I live in Pacific Northwest in Washington and there are a lot of trails around me. Pack animals are allowed in national park but goats are not recognized as a pack animals.

What i would like to know are there other areas where you are not allowed to use pack goats.

I plan on doing my goat training by hiking the Olympic Discovery Trail that goes from Port Townsend all the way out to the coast i figured do it in small sections each week. Until we hike it all.
Most of the trail is on private land with some spots crossing the national parks.


----------



## MadHouse (Oct 3, 2019)

Welcome to the forum!
There is a member who likely has an answer for you.
@Damfino


----------



## ksalvagno (Oct 6, 2009)

@goathiker


----------



## toth boer goats (Jul 20, 2008)

Call the park and ask.


----------



## friesian49 (Jul 2, 2018)

Yeah, why would a goat on a leash be different than a horse being ridden or as a pack horse/mule? I don't recall having to clean up horse poop when riding trails...

Kelly


----------



## Woodsyfeller (9 mo ago)

I know i can just call national park what i was asking are there known areas that goats are forbidden. This sport is fairly new and dont want to rock a boat going into areas not supposed to. I think we are all representatives of the sport and was hoping by hiking the discovery trail it will help make others aware of goat packing as an option.


----------



## toth boer goats (Jul 20, 2008)

That is why you have to ask the park, to know.
Different places, different rules.


----------



## BloomfieldM (7 mo ago)

Woodsyfeller said:


> I know i can just call national park what i was asking are there known areas that goats are forbidden. This sport is fairly new and dont want to rock a boat going into areas not supposed to. I think we are all representatives of the sport and was hoping by hiking the discovery trail it will help make others aware of goat packing as an option.


There is a place in Olympia Washington that sells wethers as pack goats, I wonder if they have more local info. I’m also looking at getting into hiking with my boys and live outside of Olympia off 101. Interested in your experience. Edelweiss Acres - Oberhasli Goats


----------



## Woodsyfeller (9 mo ago)

I have a close friend that works for national parks and he told me if dogs are allowed so are pack goats. They usually follow same rules as dogs being on leashes ect.. I need to start taking the time to go on hikes soon. Just been so busy with construction projects and fencing new goat pens just haven't gotten the time to do it yet. It will still be a few years before they are big enough to actually pack gear but I need to get them out and learn the process.


----------



## BloomfieldM (7 mo ago)

Woodsyfeller said:


> I have a close friend that works for national parks and he told me if dogs are allowed so are pack goats.
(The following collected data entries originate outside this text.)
PR #911, opened 2024-11-12
Moved `api` arg

cool-ant:
Moved `--api` / `-a` arg to first position to mirror function of same `psibase` arg.


swatanabe:
Why? I don't consider the argument order in psibase to be particularly great.

cool-ant:
This approach achieves 2 things
1) make the position of this arg the same between psibase and cargo-psibase, eliminating one more exception-to-the-rule we need to remember when we use our tools
2) it eliminates a small amount of code replication that will only get worse as we add other commands to cargo-psibase

swatanabe:
> > Why? I don't consider the argument order in psibase to be particularly great.
> 
> Symmetry is nice though

If symmetry is the goal, I'd rather change `psibase`

swatanabe:
`clap` has a `global` flag to allow options to appear in any position.

swatanabe:
Also, the `api` flag is only meaningful for commands that interact with the chain. Another way to reduce the code duplication is to bundle them in a struct and use `flatten`.

cool-ant:
Closing this PR in the interest of a clean PR to implement what we decided (applying these changes to psibase rather than to cargo-psibase

PR #915, opened 2024-11-15
Convert block time to microseconds

### LINKED ISSUE #242: Switch block time to microseconds

swatanabe:
Blocks are still always created at a 1-second intervals.

- Use 64-bit time
- Use `std::chrono` types in C++
- Better arithmetic for `TimePoint[U]Sec` in rust
- Make Schema JSON match direct JSON serialization

Fixes #242


libraries/psio/src/chrono.cpp
```diff
@@ -0,0 +1,133 @@
...
+         return false;
+      };
+      uint32_t y, m, d, h, min, sec;
+      if (!parse_uint(y, 4) || !parse_char('-') || !parse_uint(m, 2) || !parse_char('-') ||
+          !parse_uint(d, 2))
+         return false;
+      if (!parse_char('T') || !parse_uint(h, 2) || !parse_char(':') || !parse_uint(min, 2) ||
+          !parse_char(':') || !parse_uint(sec, 2))
+         return false;
+      if (h > 24 || min > 59 || sec > 60)
```
James-Mart, line 88: This may allow some invalid times, namely at hr 24. You could check for 
`if (hr == 24 && (min != 0 || sec != 0))`

libraries/psio/src/chrono.cpp
```diff
@@ -0,0 +1,133 @@
...
+      }
+      else if (parse_char('-') || parse_str("\u2212"))
+      {
+         if (!parse_uint(h, 2))
+            return false;
+         if (parse_char(':') & !parse_uint(min, 2))
+            return false;
+         if (h > 14 || min > 59)
+            return false;
+         if (h == 0 && min == 0)
```
James-Mart, line 127: I can't find anything specifically saying this is allowed or disallowed, but shouldn't this technically represent UTC?

libraries/psio/src/chrono.cpp
```diff
@@ -0,0 +1,133 @@
...
+      if (parse_char('Z'))
+      {
+      }
+      else if (parse_char('+'))
+      {
+         if (!parse_uint(h, 2))
+            return false;
+         if (parse_char(':') & !parse_uint(min, 2))
+            return false;
+         if (h > 14 || min > 59)
```
James-Mart, line 115: Is it possible for `min` to be uninitialized here, namely if timezone minute offsets aren't used?

libraries/psio/src/chrono.cpp
```diff
@@ -0,0 +1,133 @@
...
+      result = std::chrono::sys_days(std::chrono::year{static_cast<int>(y)} / m / d)
+                       .time_since_epoch()
+                       .count() *
+                   86400 +
+               h * 3600 + min * 60 + sec;
+      nsec = 0;
+      if (parse_char('.') || parse_char(','))
+      {
+         uint32_t scale = 100000000;
+         while (s != end && *s >= '0' && *s <= '9')
```
James-Mart, line 99: Not sure if there's a bug here but I'm just thinking if s contains more than 9 digits. I guess the value of nsec would remain the same... 
could consider early termination if scale == 0 though

rust/psibase/src/tester.rs
```diff
@@ -122,16 +122,18 @@ impl Chain {
     /// then starts a new block 1 second after the most recent.
     ///
     /// TODO: Support sub-second block times
```
James-Mart, line 124: Outdated comment

libraries/psio/src/chrono.cpp
```diff
@@ -0,0 +1,133 @@
...
+         }
+      }
+      if (parse_char('Z'))
+      {
+      }
+      else if (parse_char('+'))
+      {
+         if (!parse_uint(h, 2))
+            return false;
+         if (parse_char(':') & !parse_uint(min, 2))
```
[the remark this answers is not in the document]
swatanabe: It's intentionally not short-circuiting. +0000 and +00:00 are both allowed

libraries/psio/src/chrono.cpp
swatanabe: ISO 8601 requires UTC to be `+`.

libraries/psio/src/chrono.cpp
swatanabe: `parse_int` always initializes `min`.

libraries/psio/src/chrono.cpp
swatanabe: It still needs to consume the digits from the input string.

James-Mart (approved):

PR #917, opened 2024-11-15
Remove deprecated event-related code

James-Mart:


services/user/Symbol/include/services/user/Symbol.hpp
```diff
@@ -79,11 +69,7 @@ namespace UserService
    );
    PSIBASE_REFLECT_EVENTS(Symbol);
    PSIBASE_REFLECT_HISTORY_EVENTS(Symbol,
-      method(symCreated, prevEvent, symbol, owner, cost),
```
swatanabe, line 82: Why remove this?

James-Mart: I removed events for which I didn't see an obvious benefit, perhaps too aggressively. I will add the `symCreated` event back.

swatanabe (approved):

PR #926, opened 2024-11-20
Update JS dependencies

swatanabe:


services/user/Chainmail/ui/package.json
```diff
@@ -41,6 +46,7 @@
         "class-variance-authority": "^0.7.0",
         "clsx": "^2.1.1",
         "date-fns": "^3.6.0",
+        "element-internals-polyfill": "^0.1.49",
```
brandonfancher, line 49: I see new dependencies introduced here: `element-internals-polyfill` and the `@codemirror/*` dependencies. Were these required by another updated package?

services/user/Tokens/ui/package.json
```diff
@@ -19,33 +21,40 @@
...
+    "react-native": "^0.76.2",
     "react-spring": "^9.7.3",
+    "react-zdog": "^1.2.2",
     "sonner": "^1.4.41",
     "tailwind-merge": "^2.3.0",
     "tailwindcss-animate": "^1.0.7",
+    "three": "^0.170.0",
     "usehooks-ts": "^3.1.0",
     "vaul": "^0.9.0",
+    "zdog": "^1.1.3",
```
brandonfancher, line 45: I'm seeing new packages introduced here too. What's that about?

services/user/Chainmail/ui/package.json
swatanabe: I added everything that yarn complained about as "missing peer dependency"

swatanabe: Is there a better way to handle that?

services/user/Tokens/ui/package.json
brandonfancher: `react-spring` is an umbrella library for multiple platforms. It would be better here to remove these and change the `react-spring` library to `@react-spring/web`. That will make the warnings disappear. The import in `AnimateNumber.tsx` will also need to be updated.

Would you like me to push a commit to this branch with those changes?

services/user/Chainmail/ui/package.json
brandonfancher: This is fine here. Doesn't affect build/bundle size much at all. And gets rid of the warnings.

brandonfancher (approved):
I pushed the fix to tokens peer dependency warnings. LGTM.

PR #927, opened 2024-11-21
Generalize argument merging for GraphQL

### LINKED ISSUE #214: Better GraphQL support for subindices
## Serving a TableIndex

Currently, to serve a TableIndex from GraphQL is very easily supported, for example:
```
struct TokenQuery
{
   auto balances() const
   {
      return tokenSys.index<BalanceTable, 0>();
   }
}:
PSIO_REFLECT(TokenQuery, method(balances))

optional<HttpReply> RTokenSys::serveSys(HttpRequest request)
{
   if (auto result = serveGraphQL(request, TokenQuery{}))
      return result;

   return nullopt;
}

```

## Serving a subindex

I want the syntax for a subindex to be similar, something like
```
auto balance(AccountNumber user) const
{ 
  return tokenSys.index<BalanceTable, 1>().subindex(user);
}
```

But the issue is that the system expects GraphQL queries for table indices have no user-defined parameters, and all params are the autogenerated ones, `gt, ge, lt, le, first, last, before, after`.

Currently the only way to do it is to call makeConnection automatically, for example (from the Auth RPC service):
```
struct AuthEcQuery
   {
      auto accWithKey(psibase::PublicKey key) const
      {
         auto idx = AuthEcSys::Tables{AuthEcSys::service}
                        .open<AuthEcSys::AuthTable>()
                        .getIndex<1>()
                        .subindex(key);
         return makeConnection<Connection<AuthRecord, "AuthConnection", "AuthEdge">>(
             idx, {}, {}, {}, {}, {}, {}, {}, {});
      }
   };
   PSIO_REFLECT(AuthEcQuery, method(accWithKey, key))
```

They usually follow same rules as dogs being on leashes ect.. I need to start taking the time to go on hikes soon. Just been so busy with construction projects and fencing new goat pens just haven't gotten the time to do it yet. It will still be a few years before they are big enough to actually pack gear but I need to get them out and learn the process.


Yeah I’ve just been working on leash training my boys. My older wether is far too headstrong for a leash. He just fights. I tried a halter for him and… Nope! He will follow me anywhere but he also had a tendency to eat poisonous plants so he really can’t be off leash.


----------